The mosque is oriented twenty-seven degrees to the east of south. It consists of a square prayer hall and a single minaret. A hipped roof, supported by the walls and four square-piers, covers the prayer hall. The dimensions of the prayer hall are about thirty by thirty-two meters, including the walls. The thickness of the walls varies between 2.2 and 2.7m.

Accessed by a set of stairs, the main entrance is placed at the center of the northern façade. Its niche is roofed by a semi-dome with fourteen ribs. Red and white stones form the arch that crowns the original wooden door. There is an inscriptive plaque composed in thuluth and kufic style Arabic, announcing the year of construction. A second plaque is placed above the southern entrance and gives the date of completion, 1421.

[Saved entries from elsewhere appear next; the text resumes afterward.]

PR #331, opened 2023-07-19
Enable standalone mode.

zheng-da:
*Description of changes:*
This PR allows users to run the training/inference scripts without using the launch script. this will make it much easier for people to develop and debug models in GraphStorm.


classicsong (approved):
LGTM
We should add a new section in wiki talking about the standalone mode.

PR #332, opened 2023-07-19
Fix wrong graph partition config filename bug

classicsong:
*Issue #, if available:*
There is a logic error in [python/graphstorm/sagemaker/utils.py:L251](https://github.com/awslabs/graphstorm/pull/332/files#diff-3bd5dedc90be6c0508ab83d0a94ed14e7dfd5857db7eeb9eb32ea4aed46fdeb5). The graph_config will always be "metadata.json", which actually is no longer used. The actual graph_config name should be f"{graph_name}.json"

*Description of changes:*


zhjwy9343 (approved):
LGTM

PR #337, opened 2023-07-21
[Draft] Enable nccl backend for pure language model tuning tasks.

classicsong:
*Issue #, if available:*

*Description of changes:*

### DIFF
--- a/examples/customized_models/HGT/hgt_nc.py
+++ b/examples/customized_models/HGT/hgt_nc.py
@@ -16,6 +16,7 @@ from graphstorm.dataloading import GSgnnNodeTrainData, GSgnnNodeInferData
 from graphstorm.dataloading import GSgnnNodeDataLoader
 from graphstorm.eval import GSgnnAccEvaluator
 from graphstorm.tracker import GSSageMakerTaskTracker
+from graphstorm.utils import setup_device
 
 from dgl.nn.functional import edge_softmax
 
@@ -259,6 +260,7 @@ class HGT(gsmodel.GSgnnNodeModelBase):
 def main(args):
     gs.initialize(ip_config=args.ip_config, backend="gloo")
     config = GSConfig(args)
+    device = setup_device(config.local_rank)
 
     # Process node_feat_field to define GraphStorm dataset
     node_feat_fields = {}
@@ -305,8 +307,7 @@ def main(args):
 
     # Create a trainer for the node classification task.
     trainer = GSgnnNodePredictionTrainer(model, gs.get_rank(), topk_model_to_save=config.topk_model_to_save)
-    trainer.setup_cuda(dev_id=gs.get_rank())
-    device = 'cuda:%d' % trainer.dev_id
+    trainer.setup_device(device=device)
 
     # Define the GraphStorm train dataloader
     dataloader = GSgnnNodeDataLoader(train_data, train_data.train_idxs, fanout=config.fanout,
@@ -346,7 +347,7 @@ def main(args):
     # After training, get the best model from the trainer.
     best_model_path = trainer.get_best_model_path()
     model.restore_model(best_model_path)
-    
+
     # Create a dataset for inference.
     infer_data = GSgnnNodeInferData(config.graph_name, config.part_config,
                                     eval_ntypes=config.target_ntype,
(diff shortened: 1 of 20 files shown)


python/graphstorm/eval/utils.py
```diff
@@ -233,7 +233,9 @@ def calc_ranking(pos_score, neg_score):
     _, indices = th.sort(scores, dim=1, descending=True)
     indices = th.nonzero(indices == 0)
     rankings = indices[:, 1].view(-1) + 1
-    rankings = rankings.cpu().detach()
+    rankings = rankings.detach()
+    if th.distributed.get_backend() == "gloo":
+        rankings = rankings.cpu() # Save GPU memory
```
isratnisa, line 238: Does this mean for NCCL backed we want to store `rankings` on GPU? Is that necessary?

isratnisa (commented):
1. If I understood correctly, when NCCL backend is used, we want to calculate score and ranking on GPU, otherwise on CPU. Previously, we would copy related tensors to CPU regardless the backed. Should we be concerned about the extra GPU memory consumption? 
2. This PR is more about memory efficiency with NCCL/GLOO backend rather than enabling/disabling NCCL. If so, we should change the PR title?

python/graphstorm/eval/utils.py
classicsong: We need to do all2all using nccl, so we have to save rankings on GPU. This may be a limitation of nccl.

python/graphstorm/eval/utils.py
```diff
@@ -315,11 +318,10 @@ def broadcast_data(rank, world_size, data_tensor):
         dtype=data_tensor.dtype,
         device=device) for size in data_size]
     data_tensors = [data_tensor for _ in data_size]
-    if th.distributed.get_backend() == "gloo":
+    if get_backend() == "gloo":
         alltoallv_cpu(rank, world_size, gather_list, data_tensors)
-    else: #th.distributed.get_backend() == "nccl"
+    else: #get_backend() == "nccl"
         alltoallv_nccl(rank, world_size, gather_list, data_tensors)
```
isratnisa, line 325: We don't need to define alltoallv_nccl. We can directly use Torch's alltoall for nccl backend. You can take a look at my distDGL's PR https://github.com/dmlc/dgl/pull/5929/files

python/graphstorm/model/edge_decoder.py
```diff
@@ -602,8 +603,15 @@ def calc_test_scores(self, emb, pos_neg_tuple, neg_sample_type, device):
             assert len(neg_score.shape) == 2
             neg_scores.append(neg_score)
 
-        neg_scores = th.cat(neg_scores, dim=-1).detach().cpu()
-        pos_scores = pos_scores.detach().cpu()
+        neg_scores = th.cat(neg_scores, dim=-1).detach()
+        # gloo with cpu will consume less GPU memory
+        neg_scores = neg_scores.cpu() \
+            if is_distributed() and get_backend() == "gloo" \
```
isratnisa, line 609: Since we are checking is_distributed inside get_backend, we can remove is_distributed.

python/graphstorm/eval/utils.py
isratnisa: By default, its always stored on CPU right?

python/graphstorm/eval/utils.py
classicsong: This is helpful.

python/graphstorm/eval/utils.py
classicsong: The rankings are stored in GPU if the backend is nccl. If the backend is gloo, the rankings are stored in CPU.

python/graphstorm/model/edge_decoder.py
classicsong: In get_backend, it is an assertion. we can not move is_distributed.

zheng-da (approved):

python/graphstorm/eval/utils.py
```diff
@@ -315,11 +318,10 @@ def broadcast_data(rank, world_size, data_tensor):
...
         device=device) for size in data_size]
     data_tensors = [data_tensor for _ in data_size]
-    if th.distributed.get_backend() == "gloo":
+    if get_backend() == "gloo":
         alltoallv_cpu(rank, world_size, gather_list, data_tensors)
-    else: #th.distributed.get_backend() == "nccl"
-        alltoallv_nccl(rank, world_size, gather_list, data_tensors)
-
+    else: #get_backend() == "nccl"
+        th.distributed.all_to_all(gather_list, data_tensors)
```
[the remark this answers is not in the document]
classicsong: Once cpu supports alltoallv, we can wrap this up with CPU together.

PR #338, opened 2023-07-21
Add multi-target node training support

CongWeilin:
*Issue #, if available:*

*Description of changes:*

Previous GraphStorm implementation assume only a single target node type is used to compute loss and gradient. In this version, we the loss and gradient can be computed on multiple node types.

However, for evaluation, we still only evaluate the model performance on a single node type (the node type with the largest number of nodes for now). To better support multiple target node type evaluation, we might need to re-design our evaluator to better store the best score and its associated model.


python/graphstorm/model/node_gnn.py
```diff
@@ -110,15 +110,15 @@ def forward(self, blocks, node_feats, _, labels, input_nodes=None):
...
-        logits = self.decoder(emb)
-        pred_loss = self.loss_func(logits, labels)
-
+        target_ntypes = list(labels.keys())
+        # compute loss for each node type and aggregate per node type loss
+        pred_loss = 0
+        for target_ntype in target_ntypes:
+            assert target_ntype in encode_embs
+            emb = encode_embs[target_ntype]
+            ntype_labels = labels[target_ntype]
```
zheng-da, line 119: can you check if target_ntype also exists in labels as well?

python/graphstorm/model/node_gnn.py
```diff
@@ -110,15 +110,15 @@ def forward(self, blocks, node_feats, _, labels, input_nodes=None):
...
-        emb = encode_embs[target_ntype]
-        labels = labels[target_ntype]
-        logits = self.decoder(emb)
-        pred_loss = self.loss_func(logits, labels)
-
+        target_ntypes = list(labels.keys())
+        # compute loss for each node type and aggregate per node type loss
+        pred_loss = 0
+        for target_ntype in target_ntypes:
+            assert target_ntype in encode_embs
```
zheng-da, line 117: can you print errror messages if the assert fails?

python/graphstorm/model/node_gnn.py
CongWeilin: added to new commit

python/graphstorm/model/node_gnn.py
CongWeilin: added to new commit

python/graphstorm/model/node_gnn.py
```diff
@@ -169,15 +171,15 @@ def node_mini_batch_gnn_predict(model, loader, return_proba=True, return_label=F
...
 
     if return_label:
         assert data.labels is not None, \
             "Return label is required, but the label field is not provided whem" \
             "initlaizing the inference dataset."
 
-    embs = []
-    labels = []
+    embs = {ntype: [] for ntype in g.ntypes}
+    labels = {ntype: [] for ntype in g.ntypes}
```
zheng-da, line 182: is it a problem that the dict has all node types?

zheng-da: instead of `target_ntypes`

zheng-da:
can you add an integration test to trigger the case?

python/graphstorm/model/node_gnn.py
CongWeilin: I updated this in the latest commit 582bb64e0703f6d5490529443bac56913777115f by 

- first create an empty `embs` as dictionary
- adding per node type `emb` to `embs` only if it is returned by the data loader

Since data loader only return node types in `target_ntypes`, it should be fine right now in this latest commit.

python/graphstorm/model/node_gnn.py
```diff
@@ -187,18 +189,46 @@ def node_mini_batch_gnn_predict(model, loader, return_proba=True, return_label=F
...
+                if ntype in labels:
+                    labels[ntype].append(ntype_labels.cpu())
+                else:
+                    labels[ntype] = [ntype_labels.cpu()]
+            if isinstance(pred, dict):
+                for ntype, ntype_pred in pred.items():
+                    if ntype in preds:
+                        preds[ntype].append(ntype_pred.cpu())
+                    else:
+                        preds[ntype] = [ntype_pred.cpu()]
```
zheng-da, line 202: i see this is replicated everywhere. do you mind creating a function for this operation.

def _add(list_dict, ntype, tensor):
    if ntype in list_dict:
        list_dict[ntype].append(tensor.cpu())
    else:
        list_dict[ntype] = [tensor.cpu()]

python/graphstorm/model/node_gnn.py
```diff
@@ -187,18 +189,46 @@ def node_mini_batch_gnn_predict(model, loader, return_proba=True, return_label=F
...
             blocks = [block.to(device) for block in blocks]
             pred, emb = model.predict(blocks, input_feats, None, input_nodes, return_proba)
-            preds.append(pred.cpu())
-            embs.append(emb.cpu())
+            for ntype, ntype_labels in data.get_labels(seeds).items():
+                if ntype in labels:
+                    labels[ntype].append(ntype_labels.cpu())
+                else:
+                    labels[ntype] = [ntype_labels.cpu()]
+            if isinstance(pred, dict):
```
zheng-da, line 197: is `pred` always a dict?

python/graphstorm/model/node_gnn.py
```diff
@@ -187,18 +189,46 @@ def node_mini_batch_gnn_predict(model, loader, return_proba=True, return_label=F
...
+                    else:
+                        preds[ntype] = [ntype_pred.cpu()]
+            else: # in case model (e.g., llm encoder) only output a tensor without ntype
+                assert len(labels) == 1
+                ntype = list(labels.keys())[0]
+                if ntype in preds:
+                    preds[ntype].append(pred.cpu())
+                else:
+                    preds[ntype] = [pred.cpu()]
+            if isinstance(pred, dict):
```
zheng-da, line 210: i think this if condition should be merged to the previous one.

tests/unit-tests/data_utils.py
```diff
@@ -115,6 +115,95 @@ def generate_dummy_hetero_graph(size='tiny', gen_mask=True):
...
+        hetero_graph.nodes[target_ntype[1]].data['val_mask'] = node_val_mask2
+        hetero_graph.nodes[target_ntype[1]].data['test_mask'] = node_test_mask2
+
+        hetero_graph.edges[target_etype[0]].data['train_mask'] = edge_train_mask
+        hetero_graph.edges[target_etype[0]].data['val_mask'] = edge_val_mask
+        hetero_graph.edges[target_etype[0]].data['test_mask'] = edge_test_mask
+
+        hetero_graph.edges[target_etype[1]].data['train_mask'] = edge_train_mask2
+        hetero_graph.edges[target_etype[1]].data['val_mask'] = edge_val_mask2
+        hetero_graph.edges[target_etype[1]].data['test_mask'] = edge_test_mask2
```
zheng-da, line 203: why target_ntype graphs have target_etype?

zheng-da: can we extend the existing generate_dummy_hetero_graph function?

CongWeilin: > why target_ntype graphs have target_etype?

I was following the original `generate_dummy_hetero_graph` function to make it close to the original function as much as possible

> can we extend the existing generate_dummy_hetero_graph function?

We cannot do this because in another unit-test [here](https://github.com/awslabs/graphstorm/blob/de978745ffad7557ca9f1effde836a8c060da27d/tests/unit-tests/test_dataloading.py#L279) we check whether another node type can fetch labels.

python/graphstorm/trainer/np_trainer.py
```diff
@@ -278,6 +278,17 @@ def eval(self, model, val_loader, test_loader, use_mini_batch_infer, total_steps
                 test_label = None
             sys_tracker.check('after_test_score')
         sys_tracker.check('predict')
+
+        # select node type with largest number of nodes as target evaluation node type
```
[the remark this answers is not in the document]
CongWeilin: sure, l will work on this. Shall we limit `len(eval_node_type)==1` for this PR? 

We might want to add other supports in the future PRs. For example, we might need to consider different target node types have different evaluation metric in the future.

python/graphstorm/model/node_gnn.py
CongWeilin: Yes. Our function `node_mini_batch_gnn_predict` is only used in evaluation, and its output is set to a dictionary by default in this PR. 

For single task node case, then it is a dictionary with length as 1.

zheng-da: i try to understand if we need this if condition. if it's always a dict, why do we need to check its type.

python/graphstorm/trainer/np_trainer.py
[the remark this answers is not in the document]
zheng-da: sure. we can assume that there is only one eval node type.

python/graphstorm/model/node_gnn.py
CongWeilin: Oh, I see your point. 

(1) If the prediction is the output of `gnn_encoder` or `decoder`, it is aways a dictionary
(2) However, there is a special case then prediction is the output of `llm_coder` (e.g., one of the test case in `end2end-tests/graphstorm-nc/mgpu_test.sh`), then the output is just a tensor. 

Maybe we keep this `isinstance` check for now for safe. We can remove it after we make sure all modules return is dictionary.

python/graphstorm/model/node_gnn.py
CongWeilin: Done. Please refer to please refer to function `append_to_dict(from_dict, to_dict):`

python/graphstorm/model/node_gnn.py
```diff
@@ -187,18 +197,24 @@ def node_mini_batch_gnn_predict(model, loader, return_proba=True, return_label=F
...
+                append_to_dict(pred, preds)
+                append_to_dict(emb, embs)
+            else: # in case model (e.g., llm encoder) only output a tensor without ntype
+                assert len(labels) == 1
+                ntype = list(labels.keys())[0]
+                append_to_dict({ntype: pred}, preds)
+                append_to_dict({ntype: emb}, embs)
 
-            if return_label:
```
zheng-da, line 193: it seems you don't check `return_label` any more.

zheng-da (approved):

PR #339, opened 2023-07-21
CI Infra for CPU Support

prateekdesai04:
*Description of changes:*
Building CI infrastructure for CPU support.
Uses the same infrastructure as done by lint check.

### DIFF
--- a/.github/workflow_scripts/e2e_cpu_check.sh
+++ b/.github/workflow_scripts/e2e_cpu_check.sh
@@ -5,7 +5,6 @@ set -ex
 
 sh ./tests/end2end-tests/setup.sh
 sh ./tests/end2end-tests/create_data.sh
-sh ./tests/end2end-tests/tools/test_mem_est.sh
 sh ./tests/end2end-tests/custom-gnn/run_test.sh
 bash ./tests/end2end-tests/graphstorm-nc/test.sh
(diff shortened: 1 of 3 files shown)


.github/workflow_scripts/e2e_cpu_check.sh
```diff
@@ -0,0 +1,13 @@
+# Move to parent directory
+cd ../../
+
+set -ex
+
+sh ./tests/end2end-tests/setup.sh
+sh ./tests/end2end-tests/create_data.sh
+sh ./tests/end2end-tests/tools/test_mem_est.sh
```
classicsong, line 8: This is not needed.

classicsong (approved):
Overall LGTM

.github/workflow_scripts/e2e_cpu_check.sh
prateekdesai04: we would need _create_data.sh_ for partitioning

classicsong: I mean we do not need `sh ./tests/end2end-tests/tools/test_mem_est.sh`

prateekdesai04: Done

PR #341, opened 2023-07-22
Handle empty edges in graph construction pipelines

zheng-da:
*Description of changes:*
If the end point nodes of all edges don't exist, it will return empty edge list. we need to handle empty edge list.


python/graphstorm/gconstruct/id_map.py
```diff
@@ -184,26 +186,28 @@ def map_node_ids(src_ids, dst_ids, edge_type, node_id_map, skip_nonexist_edges):
...
-        bool_mask[orig_locs] = False
+        if len(orig_locs) > 0:
+            bool_mask[orig_locs] = False
         if skip_nonexist_edges:
             logging.warning("source nodes of %s do not exist: %s",
                             src_type, str(src_ids[bool_mask]))
         else:
             raise ValueError(f"source nodes of {src_type} do not exist: {src_ids[bool_mask]}")
-        dst_ids = dst_ids[orig_locs]
+        dst_ids = dst_ids[orig_locs] if len(orig_locs) > 0 else np.array([], dtype=dst_ids.dtype)
```
classicsong, line 196: If src_ids is empty, we make dst_ids also empty here?

python/graphstorm/gconstruct/id_map.py
```diff
@@ -184,26 +186,28 @@ def map_node_ids(src_ids, dst_ids, edge_type, node_id_map, skip_nonexist_edges):
     # If some of the source nodes don't exist in the node set.
     if len(orig_locs) != len(src_ids):
         bool_mask = np.ones(len(src_ids), dtype=bool)
-        bool_mask[orig_locs] = False
+        if len(orig_locs) > 0:
```
classicsong, line 189: Can you add some doc string about how map_node_ids handle conner cases like none of src_ids exists in the map.

python/graphstorm/gconstruct/id_map.py
zheng-da: yes, src_ids and dst_ids should have the same length.

classicsong (approved):
LGTM

PR #350, opened 2023-07-26
[SageMaker] Allow passing of SageMaker Estimator arguments during job…

### LINKED ISSUE #309: [Bug] SageMaker-based training and inference does not support --volume-size argument
The SageMaker training and inference instances have 30GB disk volume by default. 

But, for large graphs, e.g., MAG-large, one partition will be much larger than 30GB. And will cause "lack of disk space" error when download file from S3.

Therefore, need to set the SageMaker --volume-size argument and pass it in the Training and Inference launch scripts.

thvasilo:
… launch

*Issue #, if available:*
Fixes #309 

*Description of changes:*
Allow forwarding of SageMaker Estimator arguments during job launch.

To achieve this we create a common parser for all launch scripts, that includes a new argument `sm-estimator-parameters`. End users can provide a space-separated list of SageMaker Estimator arguments here, in the format
`arg_name1=arg_val1 arg_name2=arg_val2`.

We use space as the entry separator, and the values themselves must not contain extra spaces. 

So a list of strings needs to be passed as `subnets=['subnet-123456','subnet-567799']` and not `subnets=['subnet-123456', 'subnet-567799']`.
We note this detail in the README. 

We parse the values as Python literals allowing them to interpreted with the expected type (str, int, list(str), bool) 

Tested by running SageMaker jobs where we pass e.g. `--sm-estimator-parameters "max_run=3600 volume_size=100 encrypt_inter_container_traffic=True subnets=['subnet-123456','subnet-567799']"`

### DIFF
--- a/sagemaker/launch/launch_gconstruct.py
+++ b/sagemaker/launch/launch_gconstruct.py
@@ -23,11 +23,11 @@ from sagemaker.processing import (ScriptProcessor,
                                   ProcessingOutput)
 import sagemaker
 
-from common_parser import get_common_parser
+from common_parser import get_common_parser, parse_estimator_kwargs
 
 INSTANCE_TYPE = "ml.m5.12xlarge"
 
-def run_job(input_args, image, unknowargs):
+def run_job(input_args, image, unknownargs):
     """ Run job using SageMaker ScriptProcessor
 
     Parameters
@@ -36,7 +36,7 @@ def run_job(input_args, image, unknowargs):
         Input arguments
     image: str
         ECR image uri
-    unknowargs: dict
+    unknownargs: dict
         GraphStorm graph construction parameters
     """
     sm_task_name = input_args.task_name # SageMaker task name
@@ -48,7 +48,6 @@ def run_job(input_args, image, unknowargs):
     output_graph_s3 = input_args.output_graph_s3
     graph_name = input_args.graph_name # Inference graph name
     graph_config_file = input_args.graph_config_file # graph config file
-    volume_size_in_gb = input_args.volume_size_in_gb # instance disk size
 
     boto_session = boto3.session.Session(region_name=region)
     sagemaker_client = boto_session.client(service_name="sagemaker", region_name=region)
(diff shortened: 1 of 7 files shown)


sagemaker/launch/launch_gconstruct.py
```diff
@@ -95,44 +95,38 @@ def run_job(input_args, image, unknowargs):
...
 
 if __name__ == "__main__":
-    arg_parser = parse_args()
+    arg_parser = get_gconstruct_parser()
     args, unknownargs = arg_parser.parse_known_args()
     print(args)
 
     gconstruct_image = args.image_url
 
+    if not args.instance_type:
```
classicsong, line 129: In common_parser L23 we force users to provide an instance_type. So this if statement will always be False.

sagemaker/launch/launch_infer.py
```diff
@@ -71,7 +71,7 @@ def run_job(input_args, image, unknowargs):
 
     container_image_uri = image
 
-    prefix = "script-mode-container"
+    prefix = f"graphstorm-train-{sm_task_name}"
```
classicsong, line 74:
```suggestion
    prefix = f"graphstorm-infer-{sm_task_name}"
```

sagemaker/launch/launch_infer.py
```diff
@@ -125,61 +125,58 @@ def run_job(input_args, image, unknowargs):
...
     return parser
 
 if __name__ == "__main__":
-    arg_parser = parse_args()
+    arg_parser = get_inference_parser()
     args, unknownargs = arg_parser.parse_known_args()
     print(args)
 
     infer_image = args.image_url
+    if not args.instance_type:
```
classicsong, line 178: Same here.

sagemaker/launch/launch_infer.py
```diff
@@ -125,61 +125,58 @@ def run_job(input_args, image, unknowargs):
               {"Key":"GraphStorm_Task", "Value":"Inference"}],
```
classicsong, line 125: missing **estimator_kwargs as in launch_partition.py

sagemaker/launch/launch_train.py
```diff
@@ -107,57 +112,49 @@ def run_job(input_args, image, unknowargs):
...
 
 if __name__ == "__main__":
-    arg_parser = parse_args()
+    arg_parser = get_train_parser()
     args, unknownargs = arg_parser.parse_known_args()
     print(args)
 
     train_image = args.image_url
 
+    if not args.instance_type:
```
classicsong, line 157: Same here.

sagemaker/launch/launch_gconstruct.py
thvasilo: Right, I'll remove the `required` from the common parser to allow different default instances for each task.

thvasilo:
@classicsong addressed all PR comments. Let me know if there's anything else you'd like to see.

classicsong (approved):
LGTM

Issue #87, opened 2023-04-12
Support NCCL distributed backend in GraphStorm


classicsong:
Currently, GraphStorm's evaluation code can only run with gloo. We need to support NCCL in the future.

Here are codes can break NCCL:
https://github.com/awslabs/graphstorm/blob/bdddfde5556069c7267d61b7e2aa37be32197efd/python/graphstorm/dataloading/utils.py#L40-L43

PR #383, opened 2023-08-21
[Performance] NCCL workaround

isratnisa:
This PR provides a workaround of Issue https://github.com/awslabs/graphstorm/issues/87 

NCCL backend is not supported for utilizing learnable embeddings on nodes. It has a dependency on distDGL (PR https://github.com/dmlc/dgl/pull/5929). This PR removes the dependency by suggesting gloo backed for those cases.


python/graphstorm/model/embed.py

The main body of the mosque is constructed of cut stone. The wooden roof was initially covered with lead. Inside, painted Quranic inscriptions decorate the walls and the piers of the prayer hall.

Çelebi Sultan Mehmed Mosque is considered to be incomplete by some scholars, who, based on the substructure and plan typology, have proposed that the original plan must have had a central dome and a portico. This might be correct, considering that the Green Mosque in Bursa -- another mosque built by Ivaz Pasa under Mehmet I -- was also left incomplete with the Sultan's death in 1421.

Under the second Turkish possession of Didymoteichon in early twentieth century, a second smaller balcony was added to the main body of the minaret. In 1981, the periphery of the mosque was cleared from adjacent buildings and structures and a precinct wall was built. An open-air coffeehouse operates in the place of the absent portico.

Sources:

Ayverdi, Ekrem Hakki. Bulgaristan Yunanistan Arnavudluk, 190-195, 326-333. Istanbul: Istanbul Fetih Cemiyeti, 1982.

Yenisehirlioglu, Filiz Calislar. Türkiye Disindaki Osmanli Mimari Yapitlari; (Ottoman Architectural Works Outside Turkey), 217-244. Ankara: T.C. Disisleri Bakanligi, 1989.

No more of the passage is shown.